**Dataset entries:**
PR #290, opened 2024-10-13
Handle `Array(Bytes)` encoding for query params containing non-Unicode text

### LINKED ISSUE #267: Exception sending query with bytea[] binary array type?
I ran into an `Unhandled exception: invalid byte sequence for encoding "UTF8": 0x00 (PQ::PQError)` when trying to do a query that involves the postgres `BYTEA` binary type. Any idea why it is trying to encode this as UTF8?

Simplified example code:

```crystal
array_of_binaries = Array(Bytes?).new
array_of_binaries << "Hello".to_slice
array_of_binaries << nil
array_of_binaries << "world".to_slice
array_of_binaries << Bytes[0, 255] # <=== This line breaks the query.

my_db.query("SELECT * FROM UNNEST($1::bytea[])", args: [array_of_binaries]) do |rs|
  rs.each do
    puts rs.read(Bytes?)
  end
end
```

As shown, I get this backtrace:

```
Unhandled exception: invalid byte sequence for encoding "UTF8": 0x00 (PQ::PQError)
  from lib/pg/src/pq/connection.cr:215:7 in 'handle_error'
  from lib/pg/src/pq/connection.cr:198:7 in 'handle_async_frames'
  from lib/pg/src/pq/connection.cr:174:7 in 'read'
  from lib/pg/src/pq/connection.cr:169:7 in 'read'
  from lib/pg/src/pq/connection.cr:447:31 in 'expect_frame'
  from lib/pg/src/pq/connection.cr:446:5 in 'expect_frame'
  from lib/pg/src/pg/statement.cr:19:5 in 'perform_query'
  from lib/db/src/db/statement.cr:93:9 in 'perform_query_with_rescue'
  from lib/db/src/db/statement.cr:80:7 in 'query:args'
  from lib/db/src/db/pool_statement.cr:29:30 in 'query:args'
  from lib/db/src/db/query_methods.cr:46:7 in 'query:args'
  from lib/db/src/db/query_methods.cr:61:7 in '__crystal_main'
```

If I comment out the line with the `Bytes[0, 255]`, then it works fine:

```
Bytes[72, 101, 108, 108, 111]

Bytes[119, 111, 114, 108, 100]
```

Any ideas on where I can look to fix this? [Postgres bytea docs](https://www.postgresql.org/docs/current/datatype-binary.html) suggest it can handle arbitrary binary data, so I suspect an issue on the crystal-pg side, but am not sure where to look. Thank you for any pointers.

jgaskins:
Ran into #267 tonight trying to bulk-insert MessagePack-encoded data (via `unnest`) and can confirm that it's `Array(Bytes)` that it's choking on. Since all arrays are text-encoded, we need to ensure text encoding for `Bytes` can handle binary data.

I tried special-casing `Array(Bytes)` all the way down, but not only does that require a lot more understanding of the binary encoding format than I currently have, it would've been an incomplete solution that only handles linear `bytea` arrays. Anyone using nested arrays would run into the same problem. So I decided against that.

**PROBLEM DESCRIPTION:** Where a line of the records has the string "read", copy that line.

**EXERCISE OUTPUT:**
    puts rs.read(Bytes?)
  from lib/pg/src/pq/connection.cr:174:7 in 'read'
  from lib/pg/src/pq/connection.cr:169:7 in 'read'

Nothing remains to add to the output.